Information provided →
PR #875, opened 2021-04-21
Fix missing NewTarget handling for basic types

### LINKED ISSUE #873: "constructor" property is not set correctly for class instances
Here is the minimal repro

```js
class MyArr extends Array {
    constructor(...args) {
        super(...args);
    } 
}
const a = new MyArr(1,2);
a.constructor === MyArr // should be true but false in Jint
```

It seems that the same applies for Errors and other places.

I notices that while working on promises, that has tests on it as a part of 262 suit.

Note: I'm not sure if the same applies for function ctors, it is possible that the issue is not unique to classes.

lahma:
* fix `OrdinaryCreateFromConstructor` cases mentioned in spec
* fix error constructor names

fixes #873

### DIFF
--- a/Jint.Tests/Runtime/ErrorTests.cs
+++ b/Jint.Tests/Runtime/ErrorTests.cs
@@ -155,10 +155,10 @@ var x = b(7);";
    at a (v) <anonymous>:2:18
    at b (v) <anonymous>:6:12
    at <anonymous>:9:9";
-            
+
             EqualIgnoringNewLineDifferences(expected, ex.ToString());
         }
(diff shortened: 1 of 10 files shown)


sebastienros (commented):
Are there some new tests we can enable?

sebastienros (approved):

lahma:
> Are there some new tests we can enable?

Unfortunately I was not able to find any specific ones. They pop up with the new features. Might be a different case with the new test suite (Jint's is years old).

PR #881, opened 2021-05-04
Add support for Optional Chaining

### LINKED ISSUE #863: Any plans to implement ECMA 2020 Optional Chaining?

---

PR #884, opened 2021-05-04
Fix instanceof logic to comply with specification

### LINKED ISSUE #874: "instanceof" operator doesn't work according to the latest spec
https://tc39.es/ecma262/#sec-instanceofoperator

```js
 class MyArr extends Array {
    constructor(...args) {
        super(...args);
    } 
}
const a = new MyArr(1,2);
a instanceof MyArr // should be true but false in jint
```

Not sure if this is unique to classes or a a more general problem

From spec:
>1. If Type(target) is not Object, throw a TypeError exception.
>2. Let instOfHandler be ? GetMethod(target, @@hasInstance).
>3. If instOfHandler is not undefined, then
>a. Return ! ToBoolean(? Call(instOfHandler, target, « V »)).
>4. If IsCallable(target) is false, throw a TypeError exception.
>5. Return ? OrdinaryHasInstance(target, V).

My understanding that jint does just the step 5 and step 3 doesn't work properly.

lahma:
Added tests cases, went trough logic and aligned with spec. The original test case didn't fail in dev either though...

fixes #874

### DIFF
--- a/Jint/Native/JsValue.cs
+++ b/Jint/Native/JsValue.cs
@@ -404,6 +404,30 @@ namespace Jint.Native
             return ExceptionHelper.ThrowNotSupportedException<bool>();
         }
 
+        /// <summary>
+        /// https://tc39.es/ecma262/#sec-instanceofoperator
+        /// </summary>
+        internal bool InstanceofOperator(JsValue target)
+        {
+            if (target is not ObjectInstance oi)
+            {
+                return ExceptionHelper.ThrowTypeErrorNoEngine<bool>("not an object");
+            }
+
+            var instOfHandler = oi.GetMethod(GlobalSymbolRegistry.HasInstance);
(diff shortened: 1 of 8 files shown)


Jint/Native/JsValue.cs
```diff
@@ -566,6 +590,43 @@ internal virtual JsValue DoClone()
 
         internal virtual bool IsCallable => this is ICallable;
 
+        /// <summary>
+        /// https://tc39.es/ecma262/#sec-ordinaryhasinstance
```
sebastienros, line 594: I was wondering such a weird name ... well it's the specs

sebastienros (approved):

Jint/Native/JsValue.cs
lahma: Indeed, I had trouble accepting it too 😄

* * *

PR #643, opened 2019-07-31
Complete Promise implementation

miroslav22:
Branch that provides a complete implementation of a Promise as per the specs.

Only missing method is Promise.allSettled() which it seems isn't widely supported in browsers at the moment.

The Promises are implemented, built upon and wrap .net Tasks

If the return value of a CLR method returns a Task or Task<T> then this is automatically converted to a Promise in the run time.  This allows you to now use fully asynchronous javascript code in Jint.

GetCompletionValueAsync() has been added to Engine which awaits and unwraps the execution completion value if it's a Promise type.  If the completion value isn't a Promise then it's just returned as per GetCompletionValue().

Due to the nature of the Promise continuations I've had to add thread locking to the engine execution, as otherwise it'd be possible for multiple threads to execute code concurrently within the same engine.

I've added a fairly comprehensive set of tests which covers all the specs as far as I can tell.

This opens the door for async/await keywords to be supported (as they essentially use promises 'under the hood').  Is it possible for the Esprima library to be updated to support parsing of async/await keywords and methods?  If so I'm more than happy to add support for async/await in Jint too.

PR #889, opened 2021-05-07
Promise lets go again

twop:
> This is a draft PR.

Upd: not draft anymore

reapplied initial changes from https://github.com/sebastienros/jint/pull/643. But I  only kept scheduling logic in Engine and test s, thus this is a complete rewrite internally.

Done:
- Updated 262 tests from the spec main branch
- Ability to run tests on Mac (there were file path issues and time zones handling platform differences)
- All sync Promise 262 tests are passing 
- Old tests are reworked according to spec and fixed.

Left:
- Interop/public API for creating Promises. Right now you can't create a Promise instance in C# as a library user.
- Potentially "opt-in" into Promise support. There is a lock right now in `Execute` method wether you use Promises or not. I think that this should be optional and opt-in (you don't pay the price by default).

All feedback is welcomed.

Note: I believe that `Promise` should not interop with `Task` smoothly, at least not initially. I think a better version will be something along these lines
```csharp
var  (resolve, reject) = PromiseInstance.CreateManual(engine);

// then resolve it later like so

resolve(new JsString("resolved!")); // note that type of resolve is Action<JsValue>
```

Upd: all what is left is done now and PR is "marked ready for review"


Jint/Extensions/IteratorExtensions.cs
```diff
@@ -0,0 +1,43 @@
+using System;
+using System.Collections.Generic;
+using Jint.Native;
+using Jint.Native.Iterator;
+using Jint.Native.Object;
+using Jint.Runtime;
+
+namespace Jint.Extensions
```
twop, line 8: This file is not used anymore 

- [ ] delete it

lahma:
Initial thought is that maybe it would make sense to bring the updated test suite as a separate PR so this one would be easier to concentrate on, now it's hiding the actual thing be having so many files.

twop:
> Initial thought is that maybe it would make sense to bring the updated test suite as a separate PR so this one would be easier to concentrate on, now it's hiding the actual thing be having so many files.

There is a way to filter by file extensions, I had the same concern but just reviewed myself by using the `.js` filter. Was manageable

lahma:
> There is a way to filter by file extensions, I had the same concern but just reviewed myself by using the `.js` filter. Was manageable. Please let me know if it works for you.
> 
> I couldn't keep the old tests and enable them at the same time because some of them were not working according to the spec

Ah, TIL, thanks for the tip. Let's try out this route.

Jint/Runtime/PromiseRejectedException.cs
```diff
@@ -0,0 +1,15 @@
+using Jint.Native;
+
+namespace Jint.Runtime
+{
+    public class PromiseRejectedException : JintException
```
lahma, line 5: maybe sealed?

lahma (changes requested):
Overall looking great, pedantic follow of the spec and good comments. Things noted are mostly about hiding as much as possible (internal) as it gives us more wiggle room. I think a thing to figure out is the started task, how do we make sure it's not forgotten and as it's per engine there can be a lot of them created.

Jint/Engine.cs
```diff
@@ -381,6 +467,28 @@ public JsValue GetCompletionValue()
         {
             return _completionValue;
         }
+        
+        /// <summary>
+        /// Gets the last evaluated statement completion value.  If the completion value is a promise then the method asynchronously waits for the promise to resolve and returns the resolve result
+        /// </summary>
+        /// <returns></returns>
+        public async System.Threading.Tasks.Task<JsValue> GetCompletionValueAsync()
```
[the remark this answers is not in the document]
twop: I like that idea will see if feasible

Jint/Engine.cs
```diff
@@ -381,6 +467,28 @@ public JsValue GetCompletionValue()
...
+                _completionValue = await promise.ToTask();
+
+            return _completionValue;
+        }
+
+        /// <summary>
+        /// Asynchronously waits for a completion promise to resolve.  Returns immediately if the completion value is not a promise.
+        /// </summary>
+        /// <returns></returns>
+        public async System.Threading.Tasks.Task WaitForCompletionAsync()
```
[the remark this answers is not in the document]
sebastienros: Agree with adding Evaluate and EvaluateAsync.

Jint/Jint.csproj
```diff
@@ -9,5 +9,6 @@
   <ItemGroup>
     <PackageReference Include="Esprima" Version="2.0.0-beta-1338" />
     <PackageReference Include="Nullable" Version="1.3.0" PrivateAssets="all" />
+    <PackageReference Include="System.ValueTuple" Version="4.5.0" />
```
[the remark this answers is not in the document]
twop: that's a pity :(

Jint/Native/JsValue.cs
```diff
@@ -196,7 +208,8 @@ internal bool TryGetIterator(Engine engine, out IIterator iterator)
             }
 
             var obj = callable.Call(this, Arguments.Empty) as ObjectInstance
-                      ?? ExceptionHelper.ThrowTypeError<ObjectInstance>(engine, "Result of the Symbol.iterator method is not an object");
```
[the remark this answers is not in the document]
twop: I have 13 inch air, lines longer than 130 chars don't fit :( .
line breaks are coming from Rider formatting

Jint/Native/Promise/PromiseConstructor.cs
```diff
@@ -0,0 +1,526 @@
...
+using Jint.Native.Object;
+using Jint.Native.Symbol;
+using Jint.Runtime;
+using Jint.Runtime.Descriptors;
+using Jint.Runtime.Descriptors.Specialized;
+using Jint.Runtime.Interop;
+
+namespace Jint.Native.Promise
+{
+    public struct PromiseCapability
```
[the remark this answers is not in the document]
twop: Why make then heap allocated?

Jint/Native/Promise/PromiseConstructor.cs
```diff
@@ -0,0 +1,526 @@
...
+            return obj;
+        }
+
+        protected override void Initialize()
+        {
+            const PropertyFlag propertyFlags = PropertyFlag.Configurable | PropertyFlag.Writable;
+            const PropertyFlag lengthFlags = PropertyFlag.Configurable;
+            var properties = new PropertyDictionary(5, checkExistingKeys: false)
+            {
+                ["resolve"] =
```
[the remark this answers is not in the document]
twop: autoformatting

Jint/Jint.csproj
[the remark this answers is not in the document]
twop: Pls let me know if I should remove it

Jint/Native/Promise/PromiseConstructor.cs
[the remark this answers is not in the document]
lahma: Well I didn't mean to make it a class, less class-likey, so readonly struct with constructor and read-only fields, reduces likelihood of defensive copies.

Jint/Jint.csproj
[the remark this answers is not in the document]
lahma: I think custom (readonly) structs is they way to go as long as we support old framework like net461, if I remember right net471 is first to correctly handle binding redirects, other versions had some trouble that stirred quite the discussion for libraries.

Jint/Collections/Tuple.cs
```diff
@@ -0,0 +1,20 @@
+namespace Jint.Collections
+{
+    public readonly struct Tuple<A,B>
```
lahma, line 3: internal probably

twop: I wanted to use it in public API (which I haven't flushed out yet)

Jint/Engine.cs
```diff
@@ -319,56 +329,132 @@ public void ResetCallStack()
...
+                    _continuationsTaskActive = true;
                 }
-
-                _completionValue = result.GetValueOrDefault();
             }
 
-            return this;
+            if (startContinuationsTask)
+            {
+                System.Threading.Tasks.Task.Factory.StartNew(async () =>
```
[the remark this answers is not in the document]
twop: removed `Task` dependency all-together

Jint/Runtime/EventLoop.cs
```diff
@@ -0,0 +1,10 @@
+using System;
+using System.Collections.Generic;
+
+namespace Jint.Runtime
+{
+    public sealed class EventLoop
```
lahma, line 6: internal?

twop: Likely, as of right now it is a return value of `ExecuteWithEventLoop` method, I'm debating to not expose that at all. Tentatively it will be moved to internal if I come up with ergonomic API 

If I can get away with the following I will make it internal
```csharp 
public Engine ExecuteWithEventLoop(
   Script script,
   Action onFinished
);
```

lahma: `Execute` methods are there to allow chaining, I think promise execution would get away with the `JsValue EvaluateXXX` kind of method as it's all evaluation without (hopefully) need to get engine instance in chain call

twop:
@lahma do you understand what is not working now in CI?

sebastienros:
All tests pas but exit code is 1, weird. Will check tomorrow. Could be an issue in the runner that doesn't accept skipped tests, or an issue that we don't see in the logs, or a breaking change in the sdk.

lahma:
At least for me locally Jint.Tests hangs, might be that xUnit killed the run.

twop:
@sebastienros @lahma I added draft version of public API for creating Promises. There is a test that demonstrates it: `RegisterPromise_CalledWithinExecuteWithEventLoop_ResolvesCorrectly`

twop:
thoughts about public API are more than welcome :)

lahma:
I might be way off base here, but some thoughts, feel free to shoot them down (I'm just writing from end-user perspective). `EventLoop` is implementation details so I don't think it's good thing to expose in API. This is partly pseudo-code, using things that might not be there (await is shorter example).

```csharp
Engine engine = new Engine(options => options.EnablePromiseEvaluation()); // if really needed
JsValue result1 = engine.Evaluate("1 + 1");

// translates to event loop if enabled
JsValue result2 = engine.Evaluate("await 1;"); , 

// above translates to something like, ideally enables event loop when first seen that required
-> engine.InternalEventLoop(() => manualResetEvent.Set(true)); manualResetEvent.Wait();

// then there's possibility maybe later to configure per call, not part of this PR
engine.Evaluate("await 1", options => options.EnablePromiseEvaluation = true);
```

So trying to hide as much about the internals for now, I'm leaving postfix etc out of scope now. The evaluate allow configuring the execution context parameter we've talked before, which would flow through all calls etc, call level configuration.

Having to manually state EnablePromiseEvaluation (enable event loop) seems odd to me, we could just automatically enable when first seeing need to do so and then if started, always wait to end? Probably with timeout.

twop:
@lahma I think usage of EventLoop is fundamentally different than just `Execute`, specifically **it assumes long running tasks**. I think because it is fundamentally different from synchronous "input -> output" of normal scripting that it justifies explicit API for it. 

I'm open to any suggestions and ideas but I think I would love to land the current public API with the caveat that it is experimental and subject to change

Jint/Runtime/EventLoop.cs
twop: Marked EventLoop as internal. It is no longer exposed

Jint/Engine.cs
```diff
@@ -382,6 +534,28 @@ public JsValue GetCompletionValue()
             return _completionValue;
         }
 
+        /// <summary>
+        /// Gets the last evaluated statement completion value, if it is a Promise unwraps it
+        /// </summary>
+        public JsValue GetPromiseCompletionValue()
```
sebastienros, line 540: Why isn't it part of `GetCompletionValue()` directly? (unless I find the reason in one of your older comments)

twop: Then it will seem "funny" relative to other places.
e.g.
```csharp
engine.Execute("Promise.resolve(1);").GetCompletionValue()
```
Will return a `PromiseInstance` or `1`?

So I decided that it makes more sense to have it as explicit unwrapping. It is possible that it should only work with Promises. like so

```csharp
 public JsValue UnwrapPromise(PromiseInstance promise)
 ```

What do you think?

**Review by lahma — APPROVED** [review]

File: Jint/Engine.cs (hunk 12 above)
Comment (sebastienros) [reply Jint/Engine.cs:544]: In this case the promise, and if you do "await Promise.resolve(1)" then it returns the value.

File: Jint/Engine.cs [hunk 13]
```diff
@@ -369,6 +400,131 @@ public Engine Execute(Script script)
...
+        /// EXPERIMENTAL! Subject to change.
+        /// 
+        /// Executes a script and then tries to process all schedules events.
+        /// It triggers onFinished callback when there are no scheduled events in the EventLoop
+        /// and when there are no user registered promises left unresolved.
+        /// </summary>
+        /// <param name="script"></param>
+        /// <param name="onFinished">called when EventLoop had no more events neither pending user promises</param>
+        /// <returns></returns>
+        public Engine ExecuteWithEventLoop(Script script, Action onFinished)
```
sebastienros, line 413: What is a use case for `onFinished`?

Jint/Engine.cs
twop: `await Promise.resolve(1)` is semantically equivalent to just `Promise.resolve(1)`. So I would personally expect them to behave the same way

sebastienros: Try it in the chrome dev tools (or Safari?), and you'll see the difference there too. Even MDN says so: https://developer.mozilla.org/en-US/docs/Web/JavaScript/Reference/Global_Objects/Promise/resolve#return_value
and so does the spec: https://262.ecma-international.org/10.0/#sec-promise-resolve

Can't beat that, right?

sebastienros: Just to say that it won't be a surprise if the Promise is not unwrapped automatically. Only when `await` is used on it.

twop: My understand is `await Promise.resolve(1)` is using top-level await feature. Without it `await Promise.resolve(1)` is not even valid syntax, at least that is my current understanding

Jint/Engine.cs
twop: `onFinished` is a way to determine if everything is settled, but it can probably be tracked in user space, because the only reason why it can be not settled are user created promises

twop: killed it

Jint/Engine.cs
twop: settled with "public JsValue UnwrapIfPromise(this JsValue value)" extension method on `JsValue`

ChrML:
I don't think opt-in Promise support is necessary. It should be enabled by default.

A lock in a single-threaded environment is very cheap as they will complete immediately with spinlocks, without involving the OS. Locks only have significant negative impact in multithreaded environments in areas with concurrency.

Problem description →
Take each line of the material above that holds the string "trouble" and copy it.

Solution to the problem →
lahma: Indeed, I had trouble accepting it too 😄
lahma: I think custom (readonly) structs is they way to go as long as we support old framework like net461, if I remember right net471 is first to correctly handle binding redirects, other versions had some trouble that stirred quite the discussion for libraries.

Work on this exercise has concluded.